* **Collected data entries**
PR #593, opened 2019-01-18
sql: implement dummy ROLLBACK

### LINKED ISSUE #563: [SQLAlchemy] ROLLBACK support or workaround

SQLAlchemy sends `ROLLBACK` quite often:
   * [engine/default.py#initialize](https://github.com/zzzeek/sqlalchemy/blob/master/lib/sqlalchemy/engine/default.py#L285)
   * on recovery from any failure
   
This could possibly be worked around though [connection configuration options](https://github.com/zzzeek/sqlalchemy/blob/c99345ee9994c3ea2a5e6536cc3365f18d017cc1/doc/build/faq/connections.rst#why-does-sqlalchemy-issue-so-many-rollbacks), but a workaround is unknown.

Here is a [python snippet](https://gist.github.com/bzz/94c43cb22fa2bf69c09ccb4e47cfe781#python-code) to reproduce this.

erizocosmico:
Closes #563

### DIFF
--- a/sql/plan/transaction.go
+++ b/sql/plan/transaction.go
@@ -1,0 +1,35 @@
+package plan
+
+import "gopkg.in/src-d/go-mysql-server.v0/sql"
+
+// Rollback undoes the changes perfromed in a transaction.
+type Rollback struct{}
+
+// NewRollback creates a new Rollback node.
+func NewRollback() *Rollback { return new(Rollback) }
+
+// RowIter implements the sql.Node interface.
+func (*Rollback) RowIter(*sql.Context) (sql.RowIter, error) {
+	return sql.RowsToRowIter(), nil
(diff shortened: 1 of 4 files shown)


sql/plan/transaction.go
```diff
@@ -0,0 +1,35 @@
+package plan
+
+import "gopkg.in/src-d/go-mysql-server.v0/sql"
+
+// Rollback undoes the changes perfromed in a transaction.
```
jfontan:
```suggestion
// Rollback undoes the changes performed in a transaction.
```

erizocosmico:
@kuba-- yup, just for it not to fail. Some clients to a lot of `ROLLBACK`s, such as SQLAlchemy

* **TASK STATEMENT**
Your reply should be a single number: the count of lines above that include the string "func".

* **ANSWER TO THIS TASK**
2